(Data items)
++++++
Issue #18, opened 2018-01-23
Need to quote strings in queries


rsignell-usgs:
We need to quote strings when used in ERDDAP expressions. 

This code:
```python
    kwargs = {
        'minTime<=': stop_time.value,
        'maxTime>=': start_time.value,
        'cdm_data_type=': cdm_data_type
    }

    variables = ['datasetID', 'minLongitude', 'minLatitude']
    url = e.get_download_url(dataset_id='allDatasets', variables=variables, response='csv', **kwargs)
```
produces this URL
https://erddap-uncabled.oceanobservatories.org/uncabled/erddap/tabledap/allDatasets.csv?datasetID,minLongitude,minLatitude&minTime%3C=2018-01-23T12:52:10Z&maxTime%3E=2018-01-16T12:52:10Z&cdm_data_type=TimeSeries

which gives the response:
```
Query error: For constraints of String variables, the right-hand-side value must be surrounded by double quotes. Bad constraint: cdm_data_type=TimeSeries
```

ocefpaf:
I think I have a fix for that already somewhere. Just need time to organize it in a PR here.

rsignell-usgs:
Is this a bit tricky, since time values can be strings, but should not be quoted?

rsignell-usgs:
Actually, I just did some testing, and seems that ERDDAP can handle having quotes around the time strings, so I guess we can quote all strings!

These both work:

https://erddap-uncabled.oceanobservatories.org/uncabled/erddap/tabledap/allDatasets.csv?datasetID,minLongitude,minLatitude&minTime<=2018-01-23T12:52:10Z&maxTime>=2018-01-16T12:52:10Z&cdm_data_type="Point"

https://erddap-uncabled.oceanobservatories.org/uncabled/erddap/tabledap/allDatasets.csv?datasetID,minLongitude,minLatitude&minTime<="2018-01-23T12:52:10Z"&maxTime>="2018-01-16T12:52:10Z"&cdm_data_type="Point"

https://erddap-uncabled.oceanobservatories.org/uncabled/erddap/tabledap/allDatasets.csv?datasetID,minLongitude,minLatitude&minTime%3C=%222018-01-23T12:52:10Z%22&maxTime%3E=%222018-01-16T12:52:10Z%22&cdm_data_type=Point

ocefpaf:
[...]

PR #479, opened 2026-06-10
Fix relative-constraint false positives leaving ordinary string values unquoted (#477)

### LINKED ISSUE #477: String constraint values containing "min"/"max"/"now" (e.g. station="terminal_1") are silently left unquoted, breaking ERDDAP queries
Building a tabledap download URL with a string constraint whose value merely *contains* the letters `min`, `max`, or `now` — e.g. `station="terminal_1"`, `cdm_data_type="Maximum"`, or a regex like `station=~"(WMO.*|.*minute.*)"` — silently skips the required double-quoting of the right-hand side. ERDDAP then rejects the request with HTTP 400 *"For constraints of String variables, the right-hand-side value must be surrounded by double quotes"* — the exact error the quoting feature from #18 was added to prevent.

## Environment

- erddapy `3.2.2.dev7+gebc4ebb57` (commit `ebc4ebb570effd823ca94dce9f903152a204b326`, current HEAD)
- Windows 11 Pro, Python 3.14.5
- pandas 3.0.3, numpy 2.4.6, requests 2.34.2

## Reproduction

No network needed — this is pure URL building:

```python
from erddapy import ERDDAP

e = ERDDAP(server="https://e.org/erddap", protocol="tabledap", response="csv")

cases = {
    "CARQUINEZ (no trigger)": "CARQUINEZ",
    "terminal_1 (contains 'min')": "terminal_1",
    "snowfall_stn (contains 'now')": "snowfall_stn",
    "maximum_buoy (contains 'max')": "maximum_buoy",
    "minas_basin (contains 'min')": "minas_basin",
}

for label, value in cases.items():
    url = e.get_download_url(
        dataset_id="ds", variables=["time"], constraints={"station=": value}
    )
    rhs = url.split("station=")[1]
    quoted = rhs.startswith('"') and rhs.endswith('"')
    print(f"{label:32s} -> station={rhs!r:30s} quoted={quoted}")
```

Run with `python repro.py`.

## Observed output

```
CARQUINEZ (no trigger)           -> station='"CARQUINEZ"'                  quoted=True
terminal_1 (contains 'min')      -> station='terminal_1'                   quoted=False
snowfall_stn (contains 'now')    -> station='snowfall_stn'                 quoted=False
maximum_buoy (contains 'max')    -> station='maximum_buoy'                 quoted=False
minas_basin (contains 'min')     -> station='minas_basin'                  quoted=False
```

## Expected

Every plain string value should be double-quoted (`station="terminal_1"`), as ERDDAP requires for String-variable constraints (see the ERDDAP tabledap documentation on constraints, and the original motivation in #18). Only genuine server-side relative expressions — `now`, `now-7days`, `min(longitude)+10`, `max(time)-1day`, etc. — should be passed through unquoted.

These letter sequences are common in real identifiers (station names with `min`/`max`/`now` substrings, the metadata value `Maximum`, the word `minute` inside regexes), so ordinary queries against real datasets hit this.

## Root cause

`erddapy/core/url.py:189-194` — `_check_substrings` classifies a value as a relative expression by bare substring containment:

```python
def _check_substrings(constraint: dict) -> bool:
    """Extend the OPeNDAP with extra strings."""
    substrings = ["now", "min", "max"]
    return any(
        True for substring in substrings if substring in str(constraint)
    )
```

It is consumed in two places:

- `erddapy/core/url.py:169-178` — `_quote_string_constraints` skips quoting when `_check_substrings(v)` is true, producing the unquoted RHS shown above.
- `erddapy/core/url.py:534-552` — the constraint branch of `get_download_url` also `continue`s past time parsing for any value containing those substrings.

## Proposed fix

Detect relative expressions with anchored matching instead of substring containment:

```python
import re

_RELATIVE_CONSTRAINT = re.compile(r"^now([+-].*)?$|^(min|max)\(")

def _check_substrings(constraint) -> bool:
    """Return True only for ERDDAP relative-time/variable expressions."""
    return bool(_RELATIVE_CONSTRAINT.match(str(constraint).strip()))
```

This still accepts every form the existing tests exercise (`now-50years`, `now-20years`, `min(latitude)+5`, `min(longitude)+10`, `max(depth)-23` in `tests/test_url_builder.py::test_download_url_relative_constraints` and `::test_search_url_valid_request_with_relative_time_constraints`), so no existing test expectations change. I'd add regression tests asserting that `terminal_1`, `Maximum`, and a regex containing `minute` come out double-quoted.

## Related

- Distinct from #18, which added the original quoting feature this regresses.
- Distinct from #161/#164 (and PRs #162/#213), which introduced the relative-constraint substring check — this report is about the false positives of that check, not the feature itself.
- Distinct from the `startswith("time")` family (#198, #236, #237), which concerned constraint *keys*; this is about constraint *values*.
- Open PR #474 (mypy typing) does not touch `_check_substrings` or the quoting logic, so it would not fix this.

Happy to submit a PR for this if useful.

consigcody94:
# Fix relative-constraint false positives in `_check_substrings`

## Summary

String constraint values that merely contain the letters `now`, `min`, or `max` (e.g. `station="terminal_1"`, `cdm_data_type="Maximum"`, or a regex constraint containing the word `minute`) were misclassified as ERDDAP relative (server-side) expressions and silently left unquoted. ERDDAP then rejects the query with HTTP 400: *"For constraints of String variables, the right-hand-side value must be surrounded by double quotes"* — the exact error the original quoting feature (#18) was added to prevent. This PR replaces the bare substring containment test with anchored patterns that follow the actual ERDDAP relative-constraint grammar.

Fixes #477

## Root cause

`_check_substrings` in `erddapy/core/url.py` decided a value was a relative expression via `substring in str(constraint)` over `["now", "min", "max"]`, so any ordinary value containing those letters anywhere was treated as relative and skipped both quoting and date parsing.

## What the fix changes

- `erddapy/core/url.py`: `_check_substrings` now matches the value against anchored patterns derived from the [ERDDAP tabledap constraint grammar](https://erddap.ioos.us/erddap/tabledap/documentation.html#constraints): `^now([+-].+)?$` (e.g. `now`, `now-7days`) and `^(min|max)\(.+\)([+-].+)?$` (e.g. `min(depth)`, `max(time)-1day`). Genuine relative constraints behave exactly as before; the existing relative-constraint tests (`test_download_url_relative_constraints`, `test_search_url_valid_request_with_relative_time_constraints`) are unchanged and still pass.
- `tests/test_erddapy.py`: adds `test__quote_string_constraints_substring_false_positives` (values `terminal_1`, `snowfall_stn`, `maximum_buoy`, `minas_basin`, `Maximum`, and a regex containing `minute` must all be quoted) and `test__quote_string_constraints_relative_constraints` (`now-7days`, `min(depth)`, `max(time)-1day` must not be quoted).
- `tests/test_url_builder.py`: adds `test_download_url_quotes_substring_false_positives`, an offline end-to-end check that `get_download_url` quotes such station values and regex constraints.

## Test evidence

Regression tests on the base branch (fix reverted):

```
FAILED tests/test_erddapy.py::test__quote_string_constraints_substring_false_positives
FAILED tests/test_url_builder.py::test_download_url_quotes_substring_false_positives
2 failed, 1 passed in 12.51s
```

with the failing assertion showing the malformed URL:

```
E           assert False
E            +  where False = ...endswith('&station="terminal_1"')
E            +    'https://standards.sensors.ioos.us/erddap/tabledap/org_cormp_cap2.csv?station,z&station=terminal_1'.endswith
```

With the fix applied, the offline suite (`pytest -m "not web" --ignore=tests/test_to_objects.py`, Windows 11 / Python 3.14):

```
18 passed, 24 deselected
```

(baseline on `main` before this PR: 15 passed, 24 deselected — the 3 new tests account for the difference; no existing test changed behavior). `test_to_objects.py` is excluded only because `iris` has no Python 3.14 wheel in this environment.

🤖 Generated with [Claude Code](https://claude.com/claude-code)

### DIFF
--- a/erddapy/core/url.py
+++ b/erddapy/core/url.py
@@ -4,6 +4,7 @@ import copy
 import datetime
 import functools
 import io
+import re
 from collections import OrderedDict
 from typing import Any, BinaryIO
 from urllib import parse
@@ -180,10 +181,22 @@ def _format_constraints_url(kwargs: dict) -> str:
 
 
 def _check_substrings(constraint: str) -> bool:
-    """Extend the OPeNDAP with extra strings."""
-    substrings = ["now", "min", "max"]
+    """Return True if the constraint is a relative (server-side) expression.
+
+    ERDDAP relative constraints are "now", optionally followed by an offset,
+    like "now-7days", or "min(varName)"/"max(varName)", optionally followed
+    by an offset, like "max(time)-1day". Those must not be quoted nor parsed
+    as dates. See
+    https://erddap.ioos.us/erddap/tabledap/documentation.html#constraints
+
+    """
+    relative_expressions = (
+        r"^now([+-].+)?$",
+        r"^(min|max)\(.+\)([+-].+)?$",
+    )
+    value = str(constraint)
     return any(
-        True for substring in substrings if substring in str(constraint)
+        re.match(expression, value) for expression in relative_expressions
     )
 
 
--- a/tests/test_erddapy.py
+++ b/tests/test_erddapy.py
@@ -67,6 +67,39 @@ def test__quote_string_constraints():
             assert value.endswith('"')
 
 
+def test__quote_string_constraints_substring_false_positives():
+    """Plain values that merely contain now/min/max must still be quoted."""
+    kw = _quote_string_constraints(
+        {
+            "station=": "terminal_1",
+            "station!=": "snowfall_stn",
+            "station<": "maximum_buoy",
+            "station>": "minas_basin",
+            "cdm_data_type": "Maximum",
+            "station=~": "(WMO.*|.*minute.*)",
+        },
+    )
+
+    for value in kw.values():
+        assert value.startswith('"')
+        assert value.endswith('"')
+
+
+def test__quote_string_constraints_relative_constraints():
+    """Relative constraints like now-7days must not be quoted."""
+    kw = _quote_string_constraints(
+        {
+            "time>": "now-7days",
+            "depth>": "min(depth)",
+            "time<": "max(time)-1day",
+        },
+    )
+
+    for value in kw.values():
+        assert not value.startswith('"')
+        assert not value.endswith('"')
+
+
 def test__format_constraints_url():
     """Test constraint formatting."""
     kw_url = _format_constraints_url(
--- a/tests/test_url_builder.py
+++ b/tests/test_url_builder.py
@@ -230,6 +230,35 @@ def test_download_url_relative_constraints(e):
     assert options["longitude<"] == max_lon
 
 
+def test_download_url_quotes_substring_false_positives(e):
+    """Test that values containing now/min/max substrings get quoted."""
+    dataset_id = "org_cormp_cap2"
+    variables = ["station", "z"]
+
+    stations = [
+        "terminal_1",
+        "snowfall_stn",
+        "maximum_buoy",
+        "minas_basin",
+    ]
+    for station in stations:
+        url = e.get_download_url(
+            dataset_id=dataset_id,
+            variables=variables,
+            response="csv",
+            constraints={"station=": station},
+        )
+        assert url.endswith(f'&station="{station}"')
+
+    url = e.get_download_url(
+        dataset_id=dataset_id,
+        variables=variables,
+        response="csv",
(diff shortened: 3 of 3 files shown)


ocefpaf:
See https://github.com/ioos/erddapy/issues/477#issuecomment-4679323953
++++++
→ Exercise prompt
Set down precisely the lines above between the line holding "and still pass." and the line holding "## Test evidence", inclusive, and nothing beyond them.

→ Final answer
- `erddapy/core/url.py`: `_check_substrings` now matches the value against anchored patterns derived from the [ERDDAP tabledap constraint grammar](https://erddap.ioos.us/erddap/tabledap/documentation.html#constraints): `^now([+-].+)?$` (e.g. `now`, `now-7days`) and `^(min|max)\(.+\)([+-].+)?$` (e.g. `min(depth)`, `max(time)-1day`). Genuine relative constraints behave exactly as before; the existing relative-constraint tests (`test_download_url_relative_constraints`, `test_search_url_valid_request_with_relative_time_constraints`) are unchanged and still pass.
- `tests/test_erddapy.py`: adds `test__quote_string_constraints_substring_false_positives` (values `terminal_1`, `snowfall_stn`, `maximum_buoy`, `minas_basin`, `Maximum`, and a regex containing `minute` must all be quoted) and `test__quote_string_constraints_relative_constraints` (`now-7days`, `min(depth)`, `max(time)-1day` must not be quoted).
- `tests/test_url_builder.py`: adds `test_download_url_quotes_substring_false_positives`, an offline end-to-end check that `get_download_url` quotes such station values and regex constraints.

## Test evidence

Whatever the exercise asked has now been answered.